■ **WHAT THE TASK ASKS**
For the records that follow, please set down exactly the lines between the one holding "it *would* write and" and the one holding "reads it back", inclusive, and only those.

(Stored items)
/---

Issue #5092, opened 2025-04-20
`Float16` and `Float128` support


notxvilka:
- `fp16` is commonly used in AI tasks
- `fp128` is often used in scientific computations

Support both in:
- [ ] `t` (types) commands
- [ ] `pf` (print format) commands
- [ ] analysis steps

PR #6410, opened 2026-05-26
Rewrite the `pf` parser and rework the grammar

### LINKED ISSUE #782: Colorize the `pf` output (especially in `rizin -nn binary` case)
Currently rizin prints both `pf` and built-in `pf` output in `rizin -nn` mode without any colors, even if they are enabled. It would be amazing to improve the readability to colorize them according to the current color options and colorscheme.

image

See the `pf` implementation in `librz/core/cmd_print.c` and `librz/type/format.c`

I think it's better to do only **AFTER** `librz/core/cmd_print.c` is completely ported to the newshell.

### LINKED ISSUE #783: `pf` enhancements
- [ ] Support `pf.` nested struct/union name autocompletion (currently works only for the 1st level)
 - [ ] Support bitfields (they are supported in `t` command parsing but not in the `pf` syntax, thus printing it from `tp` command is impossible since it uses `pf` commands for that.
 - [ ] Add custom terminator support (for strings, etc)
 - [ ] Improve (and sort, may be group) help for the command
 - [ ] Better API to load/store `pf.` formats
 - [ ] Add two-byte  and four-byte octal value format specifiers.
 - [ ] Rethink on the `pf` syntax to be more consistent and harmonious

See the `pf` implementation in `librz/core/cmd/cmd_print.c` and `librz/type/format.c`

### LINKED ISSUE #905: Rewrite `pf` formats parser
Current parser located in `librz/type/format.c` is a total mess and hard to understand/maintain. It would be beneficial to port this grammar to the tree-sitter too. It will allow to change/extend the syntax easier too.

Probably makes sense to do together with https://github.com/rizinorg/rizin/issues/783

notxvilka:
# SQUASH ME

(I tried to separate commits initially but it is hard to keep them working individually given how pervasive `pf` formats in the Rizin)

# Detailed description

This series replaces `librz/type/format.c` (the legacy single-character
`pf` engine) with a layered parser / reader / renderer pipeline under
`librz/type/pf_parser*.c`, exposed through a new public header
`<rz_pf.h>`. The user-visible command surface (`pf`, `pfj`, `pfo`,
`pfd`, `pfc`, `pfn`, `pfs`, `pfv`, `pfl`, `pf.`, `pf*`, `tp`, `tpx`,
`avgp`, `tu`, `tuc`) stays identical; what changes is the DSL accepted
to the right of `pf` and the quality of the output and diagnostics.

### Cheatsheet

image

[PDF version](https://github.com/user-attachments/files/28337256/pf-cheatsheet.pdf)

### Sized integers with explicit endianness

The old `xdoub` codes had implicit, context-dependent width and
endianness. The new spec is explicit: a base letter (`x` `d` `u` `o`
`b`) plus a size digit (`1`/`2`/`4`/`8`), with case selecting endianness
(lowercase = LE, uppercase = BE). Plus a new `n{N}` code for fields
whose endianness genuinely follows the surrounding context (e.g. ELF
header fields driven by the file's data byte).

```text
pf "x4 magic"       # 32-bit hex, little-endian
pf "X4 magic"       # 32-bit hex, big-endian
pf "u8 size"        # 64-bit unsigned LE
pf "D2 count"       # 16-bit signed BE
pf "n4 entry"       # 32-bit hex, context endianness
```

### Per-base rendering

Same bytes, different display: `b` (binary), `d` (decimal), `o` (octal),
`x` (hex). Both LE and BE for each.

```text
pf "x4d4o4b4 hex dec oct bin"   # one word, four interpretations
```

### Strings with explicit encoding and optional length prefix

```text
pf "z greeting"             # NUL-terminated, UTF-8 default
pf "z(8bit) greeting"       # single-byte / Latin-1 passthrough
pf "z(utf16le) text"        # UTF-16 little-endian
pf "z(ebcdicus) host"       # EBCDIC US (mainframe)
pf "z[1] greeting"          # 1-byte LE length prefix, then body
pf "z[2] greeting"          # 2-byte LE length prefix
pf "s pointer"              # pointer to NUL-terminated string
```

Supported encoding names (parsed by `rz_str_enc_string_as_type`):
`guess`, `ascii`, `8bit`, `utf8`, `mutf8`, `utf16le`, `utf16be`,
`utf32le`, `utf32be`, `ibm037`, `ibm290`, `ebcdices`, `ebcdicuk`,
`ebcdicus`, `settings`.

#### Length-prefixed string example (Pascal-style)

Input bytes `05 48 65 6c 6c 6f`:

```text
$ rizin -qc 'wx 0548656c6c6f; pf "z[1] greeting"' =
0x00000000 : greeting = "Hello"
```

The `[1]` declares a 1-byte LE length prefix. `z[2]` would consume a
2-byte LE length and then the body.

#### EBCDIC US example (mainframe-style)

Input bytes `c8 85 93 93 96 81 40 40 40 40` (EBCDIC for `"Helloa    "`,
where `40` is the EBCDIC space):

```text
$ rizin -qc 'wx c8859393968140404040; pf "z(ebcdicus) hello"' =
0x00000000 : hello = "Helloa    "
```

### Parameterised timestamps

The old engine had `t` (any kind of seconds-since-epoch) and `T`
(deprecated). The new engine takes a `t(format)` parameter:

| Format        | Width | Description                                 |
|---------------|-------|---------------------------------------------|
| `unix32`      | 4 B   | Unix seconds since 1970 (32-bit)            |
| `unix64`      | 8 B   | Unix seconds since 1970 (64-bit)            |
| `unixms`      | 8 B   | Unix milliseconds                           |
| `unixus`      | 8 B   | Unix microseconds                           |
| `unixns`      | 8 B   | Unix nanoseconds                            |
| `filetime`    | 8 B   | Windows FILETIME (100-ns ticks since 1601)  |
| `dos`         | 4 B   | DOS date/time (16+16 bits)                  |
| `hfs`         | 4 B   | HFS+ seconds since 1904-01-01               |
| `oletime`     | 8 B   | OLE automation date (IEEE-754 double, days) |
| `webkit`      | 8 B   | WebKit microseconds since 1601              |
| `cocoa`       | 8 B   | Cocoa NSDate seconds since 2001             |

### GUIDs in three layouts

```text
pf "G uuid"          # 16-byte GUID, Microsoft mixed-endian (default)
pf "G(be) uuid"      # RFC 4122 big-endian network order
pf "G(le) uuid"      # all little-endian
```

### Inline bitfields

No typedb registration required for one-off bitfields:

```text
pf "B4(R=1,W=2,X=4) perm"            # 4-byte field, three flags
pf "B1(LSB=1,MID=2,MSB=4) byte"      # works on any size
```

### Bit fields and alignment

`:N` reads N bits from a packed byte. Default ordering is MSB-first;
append `<` for LSB-first. Adjacent `:N` fields share a bit cursor
within the current byte; when a non-bit field follows, the cursor
snaps to the next byte boundary.

```text
$ rizin -qc 'wx ab; pf ":3:5 high low"' =
0x00000000 : high = 5 (3-bit)
0x00000000 :  low = 11 (5-bit)
```

Byte `0xab` = `0b10101011`. MSB-first: `:3` = `0b101` = 5, `:5` =
`0b01011` = 11.

LSB-first reverses the slicing order within the byte:

```text
$ rizin -qc 'wx ab; pf ":3<:5< high low"' =
0x00000000 : high = 3 (3-bit)
0x00000000 :  low = 21 (5-bit)
```

`:3<` = `0b011` = 3, `:5<` = `0b10101` = 21.

`@N` advances to the next N-byte-aligned offset, consuming no name:

```text
pf "@4 x4 aligned"   # advance to next 4-byte boundary, then read
```

### TLV records

Tag-Length-Value records with five configuration keys (`t`/`l`/`e`/
`h`/`d`):

```text
pf "V record"                    # defaults: t=u1, l=u2 LE, value=raw bytes
pf "V(t=u2,l=u2,e=be) hdr"       # u2 BE tag and length
pf "V(t=u1,l=u4) chunk"          # 1-byte tag, 4-byte LE length
pf "V(t=u1,l=u2,d=mytab)"        # dispatch via tlv.mytab.<hex-tag>
```

#### Concatenated TLVs example

Three concatenated TLV records, each with a 1-byte tag and a 2-byte
big-endian length:

```text
$ rizin -qc 'wx 01000652697a696e21 020004010203 04050008deadbeefcafebabe; \
             pfn tlvs "V(t=u1,l=u2,e=be)V(t=u1,l=u2,e=be)V(t=u1,l=u2,e=be) \
                       hello version checksum"; pf tlvs' =
0x00000000 :    hello = tag=0x1 len=6
  52 69 7a 69 6e 21
0x00000009 :  version = tag=0x2 len=4
  01 02 03 04
0x00000010 : checksum = tag=0x5 len=8
  de ad be ef ca fe ba be
```

### Arrays

```text
pf "[8]x1 bytes"          # fixed-count array of 1-byte hex
pf "[5]d4 numbers"        # fixed-count array of 32-bit signed LE
pf "[4]U2 values"         # fixed-count array of 16-bit unsigned BE
pf "u4[@count]u1 count payload"    # length-by-reference: u1 N-tuple
```

#### Length-by-reference example

`[@count]u1` reads N `u1`s where N comes from the earlier `count` field:

```text
$ rizin -qc 'wx 04000000aabbccdd; pf "u4[@count]u1 count payload"' =
0x00000000 :   count = 4 [LE]
0x00000004 : payload = [ 170, 187, 204, 221 ] [LE]
```

#### Multi-base array example

Same eight bytes shown as a fixed-count hex array:

```text
$ rizin -qc 'wx deadbeefcafef00d; pf "[8]x1 bytes"' =
0x00000000 : bytes = [ 0xde, 0xad, 0xbe, 0xef, 0xca, 0xfe, 0xf0, 0x0d ] [LE]
```

### Short-offset mode (`scr.pf.short`)

A new `scr.pf.short` config option (default `false`) re-renders
MODE_TEXT offsets as deltas from the format base instead of absolute
addresses. Useful for self-contained struct dumps where the load
address is just noise:

```text
$ rizin -e scr.pf.short=true -qc 'wx 00007a452a4b9a02; pf fcb1d4 a b c d' =
   0 : a = 4000 [LE]
  +4 : b = '*'
  +5 : c = 0b0100_1011 [LE]
  +6 : d = 666 [LE]
```

Nested struct children reset to `0` inside their own block; trailing
fields after the block continue from the outer base. The
`RzPfRenderOpts::base_offset` API field lets programmatic callers pin
the base to any value they want.

### `pfw` write mode

The legacy parser implemented `pfw` by *emitting rizin commands*
(`wv8 42 @ 0x...\n`) into its output, which a `.` prefix would then
execute. The rewritten parser ports `pfw` to a direct I/O write
path: parse the format, locate the target field by name, encode the
value (honouring the field's endianness and string encoding), call
`rz_io_write_at`. After the write, the slot is re-read and a
right-aligned confirmation line is emitted:

```text
[0x00000000]> pfw troll.hu 42
   hu : 0x00000000 = 42
[0x00000000]> pfw troll.swagg "B*A AA"
swagg : 0x00000004 = "B*A AABLABLA"
[0x00000000]> pfw troll.plop 4000
 plop : 0x00000011 = 4000
```

The string write supports both UTF-8 (raw byte write) and the
wide encodings (`Z` / `z(utf16le)` / `z(utf16be)`) via
`rz_str_utf8_to_utf16`. Scalars use `rz_pf_field_size` to pick the
correct byte width and the field's recorded LE/BE/CTX flag for the
byte order. Unknown field names and missing values produce single
actionable error messages rather than silent fall-throughs.

### Enum symbol resolution

`pf E (name)field` looks up the enum-member name via the typedb at
render time and appends it as a `; SYMBOL` suffix. This matches the
legacy `pf` output that downstream users (and the type-inspection
workflow `pd $r @ elf_header`) depend on:

```text
[0x00000000]> pf. elf_header
0x00000000 :     ident = struct<elf_ident> {
   0x00000000 :   magic = "\x7fELF"
   0x00000004 :   class = 0x00000002 ; ELFCLASS64
   0x00000005 :    data = 0x00000001 ; ELFDATA2LSB
   0x00000006 : version = 0x00000001 ; EV_CURRENT
}
0x00000010 :      type = 0x00000003 ; ET_DYN
0x00000012 :   machine = 0x0000003e ; EM_X86_64
...
```

When no typedb is supplied at render time (e.g. a unit test calling
`rz_pf_format` with a NULL ctx), the symbolic suffix is omitted and
the numeric value stands alone -- the parser never crashes for lack
of a typedb. The typedb is passed via the new `RzPfRenderOpts.typedb`
field; the `pf` core integration populates it from the analysis
context, so users see the suffix without touching their config.

### Better diagnostics for `pf.` and `pfo`

Two existing UX papercuts addressed:

- **`pf.` with an unknown name** used to fall through to the raw
  parser, emitting one "unknown specifier" warning per letter. It
  now resolves the name (and any `name.field` prefix) against the
  typedb up front and emits a single actionable error if the name
  isn't registered:

  ```text
  $ rizin -nn -qc 'pf. elf32' = 
  ERROR: pf.: no registered format named 'elf32'. Run `pfn` to list
  known formats, or `pfo` to load a format definition file (e.g.
  `pfo elf64` then `pf. elf_header`).
  ```

- **`pfo` (no args)** used to list each file twice when the same FDF
  appeared in both the home and the system format directories. The
  listing is now de-duplicated.

### Positioned diagnostics

Errors now have a category (`SYNTAX` / `SEMANTIC` / `RANGE` /
`DEPRECATED` / `DATA` / `DEPTH`), a column position, and a severity.
Examples:

```text
$ rizin -qc 'pf "Q4 foo"' =
WARNING: pf: unknown specifier 'Q' at position 0, skipping
WARNING: pf: unknown specifier '4' at position 1, skipping

$ rizin -qc 'pf "f foo"' =
WARNING: pf: bare 'f' deprecated, use 'f4'
0x00000000 : foo = 0 [LE]

$ rizin -qc 'pf "V record"' =
WARNING: pf: V: bare 'V' uses defaults t=u1,l=u2 (no dispatch); add
  '(t=...,l=...,d=table)' to configure

$ rizin -qc 'pf "V(zoo=u2)"' =
WARNING: pf: V: unknown key 'zoo' (expected t, l, e, h, or d)

$ rizin -qc 'pfn rec "?(rec) inner"; pf rec' =
WARNING: pf: struct-size recursion limit at 'rec'
WARNING: pf: max depth for 'rec'
```

The recursion bound (default 32) prevents the legacy engine's stack
overflows on self-referential structs.

### Inline colorisation

When `scr.color` is enabled, text-mode output is colourised using the
active console palette (`pal.offset`, `pal.fname`, `pal.meta`,
`pal.num`, `pal.flag`). The theme is the one selected via `eco`, so
users get consistent colours across the whole UI.

### Bitvectors (`v(N)`) for forensics-friendly bitmap display

A new specifier `v(N)` reads N individual bits (1..4096) from
`ceil(N/8)` bytes of input and exposes them as N separate 0/1 scalars.
The text renderer prints them grouped by 8 with a `|` separator:

```
> wx abcd
> pf v(12) bits
0x00000000 : bits = [ 1 0 1 0 1 0 1 1 | 1 1 0 0 ] (12-bit)
```

JSON renders the vector as a compact string of `'0'`/`'1'` characters
plus a `bit_width` sibling; quiet mode emits the bits without
decoration. Bit order within each byte defaults to MSB-first and can
be flipped with `,lsb`/`,msb`. Width is clamped to `[1, 4096]` with a
diagnostic.

Use cases this addresses cleanly with one specifier instead of a
hand-rolled loop: page-frame allocation maps, NTFS `$Bitmap` clusters,
ext4 block/inode bitmaps, ELF `DT_FLAGS_1`, PE characteristics, ACL
bitmasks. Unlike `:N`, `v(N)` does not interact with the packed-bit
cursor -- each field stands alone and consumes whole bytes.

## What features/behavior was removed from DSL grammar

This is the deliberately-broken list. Each item has a documented
rationale or replacement.

- **Legacy anonymous nested struct `?(format inner_names)`** is no
  longer supported. The new engine implements only the named form
  `? (typename) name`. Reasoning: the inline form silently re-parses
  its argument as a sub-format and binds positional names from the
  parent's name list, which is ambiguous in the presence of arrays
  and TLV. The named form is unambiguous and lets typedb-stored
  formats be reused. The one test (`cmd_pf2 anon-nested-struct`) is
  marked `BROKEN=1` with a `# moved to ?(name) form` comment.
- **Bare single-letter scalars** `b d i o q u w x X D O f F Z` still
  parse, but the parser emits a one-line `WARNING: pf: bare 'X'
  deprecated, use 'X4'` diagnostic suggesting the sized form. The
  underlying width is `4` (or `8` for `q/Q`), preserving the legacy
  semantics for existing Cf metadata and FDF files. Authors of new
  formats should use `x4`/`u8`/`d4`/etc.
- **Implicit big-endian-by-spec-char `N`** (legacy `N{N}` for context-
  endian) is replaced by `n{1,2,4,8}` (lowercase) for context-endian
  scalars and the explicit `X1/X2/X4/X8` (uppercase) for forced
  big-endian. Old `N` parses with a deprecation warning.
- **The legacy DSL conversion shim** (`format.c`'s pre-parser that
  rewrote some specifiers before handing them to the legacy reader)
  is removed in commit 6. The new parser is the only path; no
  fallback.
- **Single-pass-only constructs** that the legacy reader implemented
  with side effects across the format pointer (the global `nargs`
  counter, the in-place format rewrite for `b` -> `x4`, the
  per-letter `is_struct`/`is_pointer` flags carried on the format
  pointer) are gone. The new engine has explicit AST nodes for
  arrays, pointers, and struct dereference; nothing is decided by
  scanning forward in the source string.

## What commands were removed or changed

No public command was removed. Behaviour changes:

- **`pfw`** -- previously printed the bytes it *would* write and
  asked the user to commit them manually. Now actually writes and
  reads back the slot to confirm, decoding the readback in the
  field's own type (so `pfw "z(utf16le)" foo` writes UTF-16 and
  reads it back as UTF-16, not as raw bytes). UTF-16 decode-readback
  is delegated to the same encoding path the reader uses.
- **`pf.<name>`** -- when `<name>` is not a registered format,
  previously printed nothing and returned silently. Now emits
  `ERROR: pf.: no registered format named 'X'. Run \`pfn\` to list
  known formats, or \`pfo\` to load a format definition file (e.g.
  \`pfo elf64\` then \`pf. elf_header\`).` -- with an actionable hint.
- **`pfo`** -- previously listed every Format Definition File it
  found, including duplicates across `$HOME/.config/rizin/format`
  and `$RZ_PREFIX/share/rizin/format`. Now deduplicates by basename;
  the home directory wins.
- **`pf *z`** -- previously read the pointed-to string from offset 0
  of the current segment, ignoring the seek address. Now reads from
  the current seek, which is what callers actually want when
  inspecting a struct field.
- **`pf. name[N]`, `pf. name[N].sub`, `pf. outer.inner`** -- new
  path-navigation grammar in the dot form, implemented by a new
  `pf_path_navigate` helper. The legacy parser handled only the
  flat case.
- **`scr.pf.short`** -- new config option (default off). When on,
  `pf` text mode prints `+<delta>` deltas from the seek address
  instead of full 16-hex-digit offsets. The full-offset form is
  preserved by default so existing test snapshots and scripts that
  scrape `pf` output keep working.

The new bare-letter deprecation warnings are emitted at `WARN`
severity, which is filtered out of normal CLI output (only `ERROR`
goes to stderr by default). They appear when `RZ_LOG_LEVEL` is set
to `info` or below, or when the test harness's `EXPECT_ERR` block
explicitly looks for them. So existing scripts that pipe `pf` output
to `grep` are not affected.

## What stays the same

- Public command surface: `pf`, `pfj`, `pfs`, `pfd`, `pfq`, `pf?`,
  `pfo`, `pfv`, `pfl`, `pf.`, `pf*`, `tp`, `tpx`, `avgp`, `tu`, `tuc`.
- Named-format storage in the typedb (`pf.<name>=...`) is unchanged
  on disk; existing typedb dumps continue to work.
- The deprecated single-character codes (`b`, `c`, `d`, `f`, `o`,
  `q`, `s`, `t`, `u`, `w`, `x`, `z`, `i`, `i:N`) still parse with a
  deprecation warning; the legacy DSL conversion shim is removed in
  the final commit so the new parser is the only path.
- Integration tests `cmd_pf{,2,_elf,_write,_dsl}`, `cmd_pfd`,
  `types_format`, `cmd_pFb`, `cmd_avg`, `types` -- preserved or
  improved (see numbers below).

## Architecture

The new engine is a three-stage pipeline. Each stage is its own public
API entry point:

```text
   parse                 read                       render
  +--------+         +------------------+         +---------------------+
  | source |  -->    | format -> values |  -->    | values -> string    |
  | string |         | (RzPfFormat,     |         | (text / json /      |
  |        |         |  RzPfValue[])    |         |  cstruct / quiet /  |
  +--------+         +------------------+         |  dot / write)       |
                                                  +---------------------+
```

| Stage      | Entry point     | Inputs                                    | Output         |
|------------|-----------------|-------------------------------------------|----------------|
| parse      | `rz_pf_parse`   | format string                             | `RzPfFormat *` |
| read       | `rz_pf_read`    | format, buffer, base addr, ctx            | `RzPfValue *`  |
| render     | `rz_pf_render`  | values, count, mode, opts                 | `char *`       |
| all-in-one | `rz_pf_format`  | source + buffer + ctx + mode + opts       | `char *`       |

See `librz/type/README.md` and `doc/pf.md` for the full reference.

Screenshot 2026-05-27 at 4 56 59 PM

Screenshot 2026-05-27 at 4 59 09 PM

Screenshot 2026-05-27 at 5 00 08 PM

Current `pf?` help:
```
[0x100000960]> pf?
Usage: pf[?]   # Print formatted data
╭ pf[jq] <format>          # Show data using given format string
│ pf- <formatname>         # Remove named format
│ pf-*                     # Remove all named formats
│ pfa <format>             # Apply format string at given address and define flags for each field
│ pfc <format>             # Show data using given format string with C syntax
│ pfd <format>             # Show data using given format string as DOT
│ pf.[jq] [<formatname>]   # Show data using given named format
│ pfn [<formatname> [<formatstring>]] # List named formats/Print named format string/Define a new named format
│ pfo [<file>]             # Load a Format Definition File (FDF)
│ pfs <format>             # Print the size of format in bytes
│ pfv <format>             # Print the value for named format
╰ pfw <format> [<value>]   # Write data using given format string

Sized integers (lowercase=LE UPPER=BE):
| x1 / x2 / x4 / x8 # hex unsigned, N bytes
| d1 / d2 / d4 / d8 # decimal signed, N bytes
| u1 / u2 / u4 / u8 # decimal unsigned, N bytes
| o1 / o2 / o4 / o8 # octal, N bytes
| b1 / b2 / b4 / b8 # binary, N bytes
| n1 / n2 / n4 / n8 # hex unsigned, N bytes, context-endian (follows ctx.big_endian; use for file headers whose endianness depends on the file's data byte, e.g. ELF)
| f2 / f4 / f8      # IEEE 754 float, 2/4/8 bytes (half/single/double)

Special scalars:
| c     # single byte rendered as character
| p     # pointer (size from ctx.bits: 2 / 4 / 8 bytes)
| Q     # uint128_t (16 bytes, byte-sequential)
| r     # raw hex byte dump (count via [N])
| U / L # ULEB128 / SLEB128 (variable length)

Strings (encoding-aware):
| z              # inline NUL-terminated string
| z(utf16le)     # encoding override (utf8, utf16le, utf16be, utf32le, utf32be, ibm037, ebcdic_us, ...)
| z[N]           # length-prefixed string, N-byte prefix (1/2/4/8), length is in characters
| z(utf16le)[2b] # length prefix in BYTES (MS BSTR style); suffix 'b' switches the unit
| s              # pointer to NUL-terminated string (dereferences via read_at)

Timestamps (parameterised):
| t(unix32) / T(unix32) # wire format inside the parens; case selects LE/BE
| supported formats     # unix32, unix64, unixms, unixus, unixns, filetime (alias ntfs), dos, hfs, oletime, webkit, cocoa

Typed composites:
| E (enum_type)     # 4-byte enum, name resolved via typedb
| B (bitfield_type) # 4-byte bitfield, name resolved via typedb
| B4(R=1,W=2,X=4)   # inline bitfield with named flags (size = 1/2/4/8 byte BN)
| ? (struct_type)   # nested struct, name resolved via typedb
| 0...              # leading '0' marks the format as a union (all fields share offset 0)

DSL extensions:
| @N                   # align cursor up to next N-byte boundary (no value, no name)
| :N                   # read N bits (1..64) from packed bitstream; MSB-first by default
| :N< / :N>            # explicit bit order: < = LSB-first, > = MSB-first
| G                    # 16-byte GUID/UUID, mixed-endian (MS) layout by default
| G(le) / G(be)        # GUID layout: all-LE or RFC 4122 BE
| V(t=u1,l=u2,d=table) # TLV record; t=tag, l=length, e=le/be, h=v/a (header inclusion), d=dispatch table
| [@field_name]T       # array whose length comes from an earlier scalar field

Skip / repeat / pointers:
| .      # skip 1 byte; [N]. skips N bytes
| 3...   # leading integer repeats the whole format N times
| {N}... # alternate repeat syntax
| *T     # field is a pointer to T (dereferenced via read_at)
| [N]T   # fixed-size array of N elements of T

Examples:
| pf 'x4 d2 u8 z magic ver size name' # header with hex u32, signed s16, unsigned u64, NUL-terminated string
| pf 'B4(R=1,W=2,X=4,KERN=0x100) perms' # inline bitfield with named flags
| pf 'u1 [@count] x4 count items'     # u8 count, then that many u32 hex values
| pf 'z(utf16le)[2b] bstr'            # BSTR-style: 2-byte length prefix counting bytes, UTF-16 LE body
| pf ':1 :7 x4 flag rest tail'        # bit-level: 1 bit then 7 bits, then 4 bytes
| pf 'G(be) uuid'                     # RFC 4122 big-endian UUID
| pf 'V(t=u1,l=u2,d=usb_desc) record' # TLV dispatched via the 'usb_desc' tag-to-format table
| pf 't(filetime) created'            # 8-byte Windows FILETIME timestamp
| pf '3 0x4d4 a b'                    # repeat 3 times, union with fields x4 and d4
| pf '? (mytype) field'               # nested struct of typedb format 'mytype'

Notes:
| bit order                     # :N defaults to MSB-first (matches DWARF and most network protocols); use <N for LSB-first
| endian via case               # lowercase specifier = little-endian, UPPERCASE = big-endian
| context endian                # n1/n2/n4/n8 follow the surrounding RzPfCtx.big_endian flag instead of being pinned by case
| skip vs alignment             # '.' / '[N].' skip an exact number of bytes; '@N' pads to the next N-byte boundary
| deprecation                   # bare-letter codes from the legacy parser (b, c, d, f, o, q, s, t, u, w, x, z) still parse with a deprecation warning; new code should use the sized forms
| pf 'X2D4u8 bigWord beef qword' # BE u16, BE s32, LE u64 -- one of every endianness/sign combination
| pfn foo 'rr (eax)reg1 (eip)reg2' # Create object foo referencing two registers
| pf 't(unix32)t(unix32) troll plop' # Print two unix-epoch (32-bit) timestamps with labels 'troll' and 'plop'
```

**Test plan**

- CI is green
- Play manually with these commands:
         - `pf`
         -  `tp`
         -  `avgp`

I used the custom (LLM-generated) harness for the property-based testing with the help of [Theft library](https://github.com/silentbicycle/theft), just like in https://github.com/rizinorg/rizin/pull/4996

Here it is: 

[pf-property-harness.zip](https://github.com/user-attachments/files/28339903/pf-property-harness.zip)

**Closing issues**

Closes https://github.com/rizinorg/rizin/issues/905
Closes https://github.com/rizinorg/rizin/issues/783
Closes https://github.com/rizinorg/rizin/issues/782
Partially addresses https://github.com/rizinorg/rizin/issues/5092


wargio:
wpuld be nice to have as output RzStructuredData

notxvilka:
> wpuld be nice to have as output RzStructuredData

Your wish is granted. I also split `pf_parser.c` and `pf_renderer.c` into smaller chunks, per used "feature" and output mode.

wargio (approved):
I think with this we could implement native visualization in Cutter for any `RzStructuredData` output :)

\---

■ **EXERCISE ANSWER**
- **`pfw`** -- previously printed the bytes it *would* write and
  asked the user to commit them manually. Now actually writes and
  reads back the slot to confirm, decoding the readback in the
  field's own type (so `pfw "z(utf16le)" foo` writes UTF-16 and
  reads it back as UTF-16, not as raw bytes). UTF-16 decode-readback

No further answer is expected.